Project Description

For Kenya’s 2013 presidential election, DI worked with researchers from the University of California, San Diego (UCSD) to measure the effect of election observation and study voter perceptions of violence and intimidation, voter registration, and election fraud. We also advised the Catholic Peace and Justice Commission on mobilizing domestic election monitors. The DI-UCSD team worked with some 600 local researchers and pollwatchers.

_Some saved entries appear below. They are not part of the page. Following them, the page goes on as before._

PR #724, opened 2024-09-09
Bicaws7-3076: listCases query select refactor

ian-antking:
Factors out the columns we select in the `listCourtCases` function. This should let us re-use the same function when we want to start exporting complete cases for reports.

Removes code written when we were going for a more literal reimplementation of the reports in legacy Bichard.

Moves some tests out of the `listCourtCases` integration tests, to help keep the size of that file down.


test/services/listCourtCases/filterCasesByResolvedDate.integration.test.ts
```diff
@@ -0,0 +1,86 @@
...
+    const { result, totalCases } = (await listCourtCases(
+      dataSource,
+      { resolvedDateRange, caseState: "Resolved" },
+      testUser
+    )) as ListCourtCaseResult
+
+    console.log(
+      "Result: ",
+      result.map((r) => r.resolutionTimestamp)
+    )
```
richrace, line 78: Do we want `console.log` here?

test/services/listCourtCases/filterCasesByResolvedDate.integration.test.ts
```diff
@@ -0,0 +1,86 @@
...
+  })
+
+  afterAll(async () => {
+    if (dataSource) {
+      await dataSource.destroy()
+    }
+  })
+
+  it("Returns resolved cases within given date range", async () => {
```
richrace, line 55: I would expect more tests.

richrace (approved):

Issue #1830, opened 2022-11-25
Add back to top code to A to Z page pattern


sarawilcox:
We mention the back to top link in the A to Z pattern but don't include the code in the example.

PR #1902, opened 2023-08-22
Add back to top code to A to Z page pattern

roshaanbajwa:
## Description

Add back to top code to A to Z page pattern

### Related issue

https://github.com/nhsuk/nhsuk-service-manual/issues/1830


the-nathan-smith (approved):
Works fine for me in Gitpod

sarawilcox (approved):
Looks good to me. We should perhaps change the date at the bottom of the page to "August 2023" to show that something significant on the page has changed. Can you do that?

PR #1956, opened 2024-04-24
Change 'open in new window' to 'a new tab'

frankieroberto:
This more accurately describes what the link does, now that most browsers have tabs.

Also follows the convention set by the GOV.UK Design System.


anandamaryon1 (approved):
Good shout, looks good to me.

PR #1964, opened 2024-05-07
Update radio with hint example to call fieldset correctly from radios

### LINKED ISSUE #1962: Radio with hint example uses incorrect markup
The [radios with hint example](https://service-manual.nhs.uk/design-system/components/radios#radios-with-hints) seems to be using incorrect or out of date markup.

It’s using `call` with fieldset, rather than passing a fieldset object to radios like all the other examples do. The resulting markup doesn’t have the hint associated with the fieldset like it should.

edwardhorsford:
## Description
The existing [radio with hint example](https://service-manual.nhs.uk/design-system/components/radios#radios-with-hints) uses `call` with Fieldset, which I think is an older pattern for using this component. By using it this way, the hint doesn't get semantically linked with the fieldset as it should. It also uses two separate divs for each line of the hint, which isn't the markup I would have expected.

This updates the example in all the places it exists to follow all the other radio examples.

I think there's a wider question of whether this hint is a bit long for an example, but for now I think it's better to update the macro so the correct markup for hints is shown.

### Related issue
Fixes #1962 

## Checklist

- [ ] CHANGELOG entry

### DIFF
--- a/app/views/content/how-to-write-good-questions-for-forms/use-filter-questions-to-route-users.njk
+++ b/app/views/content/how-to-write-good-questions-for-forms/use-filter-questions-to-route-users.njk
@@ -68,23 +68,25 @@
   <div class="app-example">
     <strong class="nhsuk-tag app-example__heading">Example</strong>
 
-    {% call fieldset({
-      legend: {
-        "text": "Do you know your NHS number?",
-        "classes": "nhsuk-fieldset__legend--m"
-      }
-      }) %}
-      {{ hint({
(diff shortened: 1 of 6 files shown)


frankieroberto (approved):
Checked this by running it locally. All looks good to me. 👍 
 
Screenshot 2024-05-14 at 17 10 02

Thanks @edwardhorsford!

roshaanbajwa (approved):
looks good to me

These elections were the first since the horrific violence that followed Kenya’s last elections in 2007, in the wake of disputed results. After an internationally brokered power-sharing agreement, the country in 2010 adopted a new constitution that devolved substantial powers to lower levels of government, created new elected positions, established a new election management body (the Independent Electoral and Boundaries Commission or IEBC), and set up a two-round presidential election requiring a runoff if no candidate won a majority (as well as 25 percent in half of the country’s counties) in the first round. The elections pitted Uhuru Kenyatta, son of the country’s first president, against Raila Odinga, the sitting prime minister who had claimed he had been the rightful winner in 2007.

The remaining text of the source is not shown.